[Dataset entries]
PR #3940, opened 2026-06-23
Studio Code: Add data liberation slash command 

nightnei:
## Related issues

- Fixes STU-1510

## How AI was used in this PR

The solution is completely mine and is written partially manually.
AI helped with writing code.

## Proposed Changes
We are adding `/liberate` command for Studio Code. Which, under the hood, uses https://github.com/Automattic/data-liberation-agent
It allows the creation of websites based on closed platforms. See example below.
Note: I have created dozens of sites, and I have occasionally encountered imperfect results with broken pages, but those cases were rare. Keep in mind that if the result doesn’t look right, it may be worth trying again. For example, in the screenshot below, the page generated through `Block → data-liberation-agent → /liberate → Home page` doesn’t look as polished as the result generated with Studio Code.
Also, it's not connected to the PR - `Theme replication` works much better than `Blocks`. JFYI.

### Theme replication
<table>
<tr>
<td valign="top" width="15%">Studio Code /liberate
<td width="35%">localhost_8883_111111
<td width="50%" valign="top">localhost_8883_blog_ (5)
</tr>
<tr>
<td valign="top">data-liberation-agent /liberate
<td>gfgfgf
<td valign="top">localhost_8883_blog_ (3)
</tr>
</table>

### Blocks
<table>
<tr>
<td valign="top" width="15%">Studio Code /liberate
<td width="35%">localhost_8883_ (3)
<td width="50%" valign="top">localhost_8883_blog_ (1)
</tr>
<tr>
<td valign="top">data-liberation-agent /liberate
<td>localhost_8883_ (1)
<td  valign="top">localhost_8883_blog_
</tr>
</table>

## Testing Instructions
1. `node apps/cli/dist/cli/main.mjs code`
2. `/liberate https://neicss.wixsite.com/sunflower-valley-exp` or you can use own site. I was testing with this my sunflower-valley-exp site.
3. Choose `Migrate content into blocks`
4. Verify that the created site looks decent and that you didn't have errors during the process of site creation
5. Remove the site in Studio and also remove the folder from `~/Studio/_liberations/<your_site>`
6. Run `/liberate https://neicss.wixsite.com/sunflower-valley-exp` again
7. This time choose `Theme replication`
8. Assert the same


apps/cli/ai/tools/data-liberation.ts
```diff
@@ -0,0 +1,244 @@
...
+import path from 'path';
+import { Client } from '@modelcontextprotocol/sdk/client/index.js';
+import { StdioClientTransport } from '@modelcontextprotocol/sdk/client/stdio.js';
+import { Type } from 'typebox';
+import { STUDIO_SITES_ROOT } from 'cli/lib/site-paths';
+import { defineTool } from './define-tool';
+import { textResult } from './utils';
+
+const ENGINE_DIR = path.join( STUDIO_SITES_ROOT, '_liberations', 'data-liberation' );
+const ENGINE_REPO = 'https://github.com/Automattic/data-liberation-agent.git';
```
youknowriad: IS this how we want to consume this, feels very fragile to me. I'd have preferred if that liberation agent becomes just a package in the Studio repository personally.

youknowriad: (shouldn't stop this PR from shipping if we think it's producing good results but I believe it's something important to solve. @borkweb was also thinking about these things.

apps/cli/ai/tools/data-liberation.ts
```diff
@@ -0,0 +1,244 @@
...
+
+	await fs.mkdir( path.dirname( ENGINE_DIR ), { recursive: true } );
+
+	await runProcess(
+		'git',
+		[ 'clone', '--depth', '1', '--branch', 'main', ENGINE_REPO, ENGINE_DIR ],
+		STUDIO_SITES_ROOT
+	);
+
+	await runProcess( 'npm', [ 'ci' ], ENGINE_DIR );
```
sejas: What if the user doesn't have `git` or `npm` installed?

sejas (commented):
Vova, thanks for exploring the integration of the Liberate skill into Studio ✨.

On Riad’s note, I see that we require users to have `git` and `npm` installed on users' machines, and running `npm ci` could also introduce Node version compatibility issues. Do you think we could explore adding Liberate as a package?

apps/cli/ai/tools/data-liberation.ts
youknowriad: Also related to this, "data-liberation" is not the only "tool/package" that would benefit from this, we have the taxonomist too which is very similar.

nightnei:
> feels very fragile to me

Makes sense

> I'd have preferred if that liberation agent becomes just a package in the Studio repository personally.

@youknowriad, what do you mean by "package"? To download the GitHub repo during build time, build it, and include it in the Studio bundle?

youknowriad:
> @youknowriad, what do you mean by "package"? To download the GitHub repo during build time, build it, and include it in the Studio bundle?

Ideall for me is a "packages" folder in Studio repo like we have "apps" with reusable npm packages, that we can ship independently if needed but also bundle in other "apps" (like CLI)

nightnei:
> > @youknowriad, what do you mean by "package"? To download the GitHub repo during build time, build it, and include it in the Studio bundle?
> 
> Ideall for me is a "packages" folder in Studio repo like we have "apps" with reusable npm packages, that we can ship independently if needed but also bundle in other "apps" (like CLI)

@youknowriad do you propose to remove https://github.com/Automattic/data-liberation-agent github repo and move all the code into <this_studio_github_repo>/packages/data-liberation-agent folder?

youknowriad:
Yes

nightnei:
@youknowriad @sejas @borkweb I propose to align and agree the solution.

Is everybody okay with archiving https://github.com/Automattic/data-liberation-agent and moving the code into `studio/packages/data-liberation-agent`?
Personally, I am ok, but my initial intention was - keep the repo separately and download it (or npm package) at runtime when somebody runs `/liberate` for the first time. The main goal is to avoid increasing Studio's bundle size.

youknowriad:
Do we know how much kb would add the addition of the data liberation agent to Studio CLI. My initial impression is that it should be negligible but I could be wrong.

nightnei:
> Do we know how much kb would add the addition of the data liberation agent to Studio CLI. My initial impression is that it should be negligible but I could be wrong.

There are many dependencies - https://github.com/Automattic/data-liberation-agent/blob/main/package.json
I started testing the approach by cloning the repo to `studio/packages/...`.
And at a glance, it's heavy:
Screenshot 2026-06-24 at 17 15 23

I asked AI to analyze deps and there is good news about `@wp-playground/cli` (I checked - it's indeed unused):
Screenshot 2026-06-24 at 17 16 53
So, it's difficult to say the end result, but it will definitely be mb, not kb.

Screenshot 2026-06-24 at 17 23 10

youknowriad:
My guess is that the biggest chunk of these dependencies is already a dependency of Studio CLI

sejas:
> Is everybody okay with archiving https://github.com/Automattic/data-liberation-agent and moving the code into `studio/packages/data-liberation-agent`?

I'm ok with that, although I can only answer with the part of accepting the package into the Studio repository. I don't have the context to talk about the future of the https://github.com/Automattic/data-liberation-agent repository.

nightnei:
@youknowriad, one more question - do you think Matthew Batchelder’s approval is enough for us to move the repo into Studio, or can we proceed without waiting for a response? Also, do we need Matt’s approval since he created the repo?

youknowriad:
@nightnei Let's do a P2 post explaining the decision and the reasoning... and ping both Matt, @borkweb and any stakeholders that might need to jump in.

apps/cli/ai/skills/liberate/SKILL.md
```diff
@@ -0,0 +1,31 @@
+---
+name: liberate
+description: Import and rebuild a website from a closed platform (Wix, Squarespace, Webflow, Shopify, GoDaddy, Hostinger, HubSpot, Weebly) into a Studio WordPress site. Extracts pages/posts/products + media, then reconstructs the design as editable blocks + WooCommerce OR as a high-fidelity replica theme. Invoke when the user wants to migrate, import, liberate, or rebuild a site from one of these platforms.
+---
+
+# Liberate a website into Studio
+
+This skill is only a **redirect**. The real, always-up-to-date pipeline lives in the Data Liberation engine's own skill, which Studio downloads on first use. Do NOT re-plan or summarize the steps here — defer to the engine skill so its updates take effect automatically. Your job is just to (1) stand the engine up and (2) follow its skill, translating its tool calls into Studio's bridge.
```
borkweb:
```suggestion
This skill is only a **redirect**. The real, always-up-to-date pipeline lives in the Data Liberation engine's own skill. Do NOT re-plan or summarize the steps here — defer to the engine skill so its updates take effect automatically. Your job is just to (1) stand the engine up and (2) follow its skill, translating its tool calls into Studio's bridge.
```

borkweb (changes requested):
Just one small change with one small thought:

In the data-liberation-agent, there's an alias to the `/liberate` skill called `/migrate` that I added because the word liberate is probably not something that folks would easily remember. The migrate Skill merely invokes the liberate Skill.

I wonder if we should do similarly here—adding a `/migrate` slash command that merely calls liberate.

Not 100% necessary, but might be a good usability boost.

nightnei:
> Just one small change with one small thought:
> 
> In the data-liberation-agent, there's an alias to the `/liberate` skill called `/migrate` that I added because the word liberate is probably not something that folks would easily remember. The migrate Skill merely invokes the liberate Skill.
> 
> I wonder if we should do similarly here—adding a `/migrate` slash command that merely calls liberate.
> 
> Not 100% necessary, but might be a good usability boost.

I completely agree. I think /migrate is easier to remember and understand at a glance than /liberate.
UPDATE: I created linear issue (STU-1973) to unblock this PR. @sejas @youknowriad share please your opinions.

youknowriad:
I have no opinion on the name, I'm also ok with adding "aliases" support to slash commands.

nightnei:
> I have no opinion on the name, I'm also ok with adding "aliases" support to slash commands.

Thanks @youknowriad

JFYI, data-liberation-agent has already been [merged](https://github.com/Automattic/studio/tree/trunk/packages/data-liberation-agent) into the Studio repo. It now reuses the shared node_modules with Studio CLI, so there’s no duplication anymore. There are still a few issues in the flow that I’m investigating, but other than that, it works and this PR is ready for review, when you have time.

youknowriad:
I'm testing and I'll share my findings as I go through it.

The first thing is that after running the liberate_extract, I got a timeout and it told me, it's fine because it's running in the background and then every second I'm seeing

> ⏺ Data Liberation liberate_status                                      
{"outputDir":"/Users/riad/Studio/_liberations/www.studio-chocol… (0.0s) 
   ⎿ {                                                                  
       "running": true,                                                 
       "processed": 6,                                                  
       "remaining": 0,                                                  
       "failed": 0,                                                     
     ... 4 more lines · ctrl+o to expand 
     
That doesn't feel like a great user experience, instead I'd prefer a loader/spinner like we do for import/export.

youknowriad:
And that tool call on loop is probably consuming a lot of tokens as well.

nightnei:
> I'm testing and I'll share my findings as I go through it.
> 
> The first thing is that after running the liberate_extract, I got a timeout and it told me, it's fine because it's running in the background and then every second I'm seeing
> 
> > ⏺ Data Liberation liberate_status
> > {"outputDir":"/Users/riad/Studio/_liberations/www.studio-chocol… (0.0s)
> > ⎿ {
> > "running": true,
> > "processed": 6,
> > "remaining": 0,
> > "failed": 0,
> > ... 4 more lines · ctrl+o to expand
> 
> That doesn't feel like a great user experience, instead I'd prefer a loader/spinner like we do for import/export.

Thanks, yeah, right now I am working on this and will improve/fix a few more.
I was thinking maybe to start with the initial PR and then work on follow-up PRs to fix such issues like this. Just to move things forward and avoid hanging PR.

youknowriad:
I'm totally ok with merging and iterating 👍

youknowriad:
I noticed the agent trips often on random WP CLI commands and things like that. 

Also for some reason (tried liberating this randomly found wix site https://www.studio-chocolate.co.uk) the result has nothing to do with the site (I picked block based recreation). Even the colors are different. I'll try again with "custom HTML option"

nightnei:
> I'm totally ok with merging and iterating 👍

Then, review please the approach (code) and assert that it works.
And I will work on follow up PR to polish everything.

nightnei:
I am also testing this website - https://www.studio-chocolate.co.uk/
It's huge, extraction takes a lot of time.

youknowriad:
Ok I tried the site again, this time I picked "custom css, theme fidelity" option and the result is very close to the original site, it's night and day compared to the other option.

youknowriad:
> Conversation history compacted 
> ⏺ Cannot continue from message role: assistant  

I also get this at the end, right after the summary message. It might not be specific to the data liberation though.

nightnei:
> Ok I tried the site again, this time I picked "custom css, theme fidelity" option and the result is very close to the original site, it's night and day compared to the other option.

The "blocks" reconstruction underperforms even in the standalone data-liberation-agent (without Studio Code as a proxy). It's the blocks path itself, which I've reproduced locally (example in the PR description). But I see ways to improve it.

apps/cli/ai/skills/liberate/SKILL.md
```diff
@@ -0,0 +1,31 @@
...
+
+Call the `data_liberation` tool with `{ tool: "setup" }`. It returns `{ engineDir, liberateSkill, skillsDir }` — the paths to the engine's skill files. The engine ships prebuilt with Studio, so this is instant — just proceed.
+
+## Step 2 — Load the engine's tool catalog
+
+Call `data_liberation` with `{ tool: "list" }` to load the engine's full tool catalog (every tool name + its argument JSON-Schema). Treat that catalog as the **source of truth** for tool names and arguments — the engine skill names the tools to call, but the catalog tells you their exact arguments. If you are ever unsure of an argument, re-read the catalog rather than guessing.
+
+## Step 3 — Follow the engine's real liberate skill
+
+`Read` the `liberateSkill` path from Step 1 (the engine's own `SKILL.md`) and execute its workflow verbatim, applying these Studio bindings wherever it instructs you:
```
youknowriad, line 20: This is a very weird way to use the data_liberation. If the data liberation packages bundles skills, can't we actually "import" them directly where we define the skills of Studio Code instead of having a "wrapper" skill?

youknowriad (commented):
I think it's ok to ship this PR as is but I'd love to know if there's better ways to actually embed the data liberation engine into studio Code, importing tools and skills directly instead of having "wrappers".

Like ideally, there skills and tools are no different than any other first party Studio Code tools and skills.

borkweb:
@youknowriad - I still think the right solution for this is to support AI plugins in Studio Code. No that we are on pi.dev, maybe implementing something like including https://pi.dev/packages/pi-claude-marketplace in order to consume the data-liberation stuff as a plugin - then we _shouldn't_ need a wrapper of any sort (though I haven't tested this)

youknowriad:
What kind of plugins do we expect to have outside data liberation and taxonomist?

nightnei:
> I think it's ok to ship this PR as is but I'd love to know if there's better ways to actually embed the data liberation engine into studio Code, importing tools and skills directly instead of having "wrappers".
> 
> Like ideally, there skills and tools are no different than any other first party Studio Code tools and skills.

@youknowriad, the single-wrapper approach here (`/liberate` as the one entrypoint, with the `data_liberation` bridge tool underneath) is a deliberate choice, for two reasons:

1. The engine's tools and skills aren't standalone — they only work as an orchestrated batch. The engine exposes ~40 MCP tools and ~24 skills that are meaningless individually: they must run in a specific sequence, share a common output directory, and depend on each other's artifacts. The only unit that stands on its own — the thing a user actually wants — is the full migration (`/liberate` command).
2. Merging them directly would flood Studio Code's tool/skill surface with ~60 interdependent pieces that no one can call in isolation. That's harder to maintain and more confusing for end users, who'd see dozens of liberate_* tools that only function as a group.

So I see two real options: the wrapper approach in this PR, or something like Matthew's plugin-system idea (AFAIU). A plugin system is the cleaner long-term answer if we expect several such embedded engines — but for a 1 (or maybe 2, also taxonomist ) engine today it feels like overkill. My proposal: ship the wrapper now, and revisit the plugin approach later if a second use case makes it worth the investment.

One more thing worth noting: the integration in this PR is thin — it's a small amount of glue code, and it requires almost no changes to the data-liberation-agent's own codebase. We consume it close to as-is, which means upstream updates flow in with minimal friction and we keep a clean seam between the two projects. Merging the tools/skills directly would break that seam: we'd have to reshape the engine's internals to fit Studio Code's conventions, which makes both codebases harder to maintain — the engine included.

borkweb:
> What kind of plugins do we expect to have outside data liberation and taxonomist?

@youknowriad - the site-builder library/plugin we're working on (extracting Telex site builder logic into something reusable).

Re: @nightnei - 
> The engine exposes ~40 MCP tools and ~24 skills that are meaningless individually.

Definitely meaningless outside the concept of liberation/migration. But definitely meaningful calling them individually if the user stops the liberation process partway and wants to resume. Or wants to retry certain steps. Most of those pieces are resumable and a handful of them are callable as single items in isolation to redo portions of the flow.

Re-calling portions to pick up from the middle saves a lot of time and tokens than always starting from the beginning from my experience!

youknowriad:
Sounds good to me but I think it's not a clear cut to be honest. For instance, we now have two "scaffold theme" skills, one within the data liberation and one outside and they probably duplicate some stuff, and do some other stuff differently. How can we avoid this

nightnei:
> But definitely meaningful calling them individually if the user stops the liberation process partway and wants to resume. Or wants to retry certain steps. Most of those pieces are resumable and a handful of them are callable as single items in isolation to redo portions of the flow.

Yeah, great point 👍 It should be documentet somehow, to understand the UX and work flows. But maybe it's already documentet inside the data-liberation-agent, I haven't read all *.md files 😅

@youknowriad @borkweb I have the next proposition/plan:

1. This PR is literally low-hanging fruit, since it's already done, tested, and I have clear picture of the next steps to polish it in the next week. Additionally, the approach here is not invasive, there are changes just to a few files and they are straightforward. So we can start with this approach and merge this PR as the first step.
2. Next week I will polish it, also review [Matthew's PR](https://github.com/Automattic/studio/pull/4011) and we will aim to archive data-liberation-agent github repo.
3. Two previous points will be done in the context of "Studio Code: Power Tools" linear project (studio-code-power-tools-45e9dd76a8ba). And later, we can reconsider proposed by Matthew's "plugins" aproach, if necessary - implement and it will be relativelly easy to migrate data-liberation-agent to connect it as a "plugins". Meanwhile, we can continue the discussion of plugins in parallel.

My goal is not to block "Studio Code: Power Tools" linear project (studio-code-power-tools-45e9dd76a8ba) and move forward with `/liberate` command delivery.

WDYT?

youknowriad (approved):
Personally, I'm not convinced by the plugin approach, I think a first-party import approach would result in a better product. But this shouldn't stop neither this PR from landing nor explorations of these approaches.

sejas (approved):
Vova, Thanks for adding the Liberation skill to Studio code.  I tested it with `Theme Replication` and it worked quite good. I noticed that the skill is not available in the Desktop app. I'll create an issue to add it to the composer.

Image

## The problem
Find every line above where the word "redo" occurs, and copy that line.

## Answer space
Definitely meaningless outside the concept of liberation/migration. But definitely meaningful calling them individually if the user stops the liberation process partway and wants to resume. Or wants to retry certain steps. Most of those pieces are resumable and a handful of them are callable as single items in isolation to redo portions of the flow.
> But definitely meaningful calling them individually if the user stops the liberation process partway and wants to resume. Or wants to retry certain steps. Most of those pieces are resumable and a handful of them are callable as single items in isolation to redo portions of the flow.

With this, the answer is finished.